I encountered an app from a fortune 100 company that is used for downloading several hundred megabytes of pricing information. We'd check for updates to that data by executing HEAD requests fairly regularly until the modified date changed. It turns out that this request would actually make back end calls to generate this list every time we made the request which involved gigabytes of data on their back end and xfer it between several internal servers. They weren't terribly happy with us but once we explained the use case they quickly came up with an alternate solution. If they had implemented HEAD, rather than relying on their web server to fake it, it would not have been an issue.
If my memory doesn't fails me doing a HEAD request in CURL changes the HTTP protocol version to 1.0 (which is slow and probably the guilty part here) try changing that to:
$ch = curl_init();
curl_setopt ($ch, CURLOPT_RETURNTRANSFER, 1);
curl_setopt ($ch, CURLOPT_URL, $url);
curl_setopt ($ch, CURLOPT_CONNECTTIMEOUT, 20);
curl_setopt ($ch, CURLOPT_USERAGENT, $_SERVER['HTTP_USER_AGENT']);
// Only calling the head
curl_setopt($ch, CURLOPT_HEADER, true); // header will be at output
curl_setopt($ch, CURLOPT_CUSTOMREQUEST, 'HEAD'); // HTTP request is 'HEAD'
curl_setopt($ch, CURLOPT_HTTP_VERSION, CURL_HTTP_VERSION_1_1); // ADD THIS
$content = curl_exec ($ch);
curl_close ($ch);
I used the below function to find out the redirected URL.

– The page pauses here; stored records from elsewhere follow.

PR #2574, opened 2025-02-20
Refactor emulator configuration to use encapsulated objects

tnaum-ms:
chore: refactored code to use `EmulatorConfiguration`.

Currently MongoDB API emulator support works with two properties: `isEmulator` and `disableEmulatorSecurity`. Instead of working with two properties, a new object `EmulatorConfiguration` was created to encapsulate these properties.


src/docdb/getCosmosClient.ts
```diff
@@ -51,7 +51,9 @@ export function getCosmosClientByConnection(
     const commonProperties: CosmosClientOptions = {
         endpoint,
         userAgentSuffix: appendExtensionUserAgent(),
-        agent: new https.Agent({ rejectUnauthorized: isEmulator ? !isEmulator : vscodeStrictSSL }),
+        agent: new https.Agent({
+            rejectUnauthorized: emulatorConfiguration.isEmulator ? !emulatorConfiguration.isEmulator : vscodeStrictSSL,
```
tnaum-ms, line 55: @sevoku @bk201- FYI: his looks like a special treatment for the Core emulator, I've not investigated it, just noticed during my refactoring session.

tnaum-ms:
✅ I've tested each feature around Mongo* and around adding connections / adding emulators for both, Mongo* and Core.

sevoku (approved):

$head = get_headers($url, 1);
The second argument makes it return an array with keys. For e.g. the below will give the Location value.
$head["Location"]
http://php.net/manual/en/function.get-headers.php
This:
curl_setopt($ch, CURLOPT_HTTP_VERSION, CURL_HTTP_VERSION_1_1);
I wasn't trying to get headers.
I was just trying to make the page load of some data not take 2 minutes similar to described above.
That magical little options has dropped it down to 2 seconds.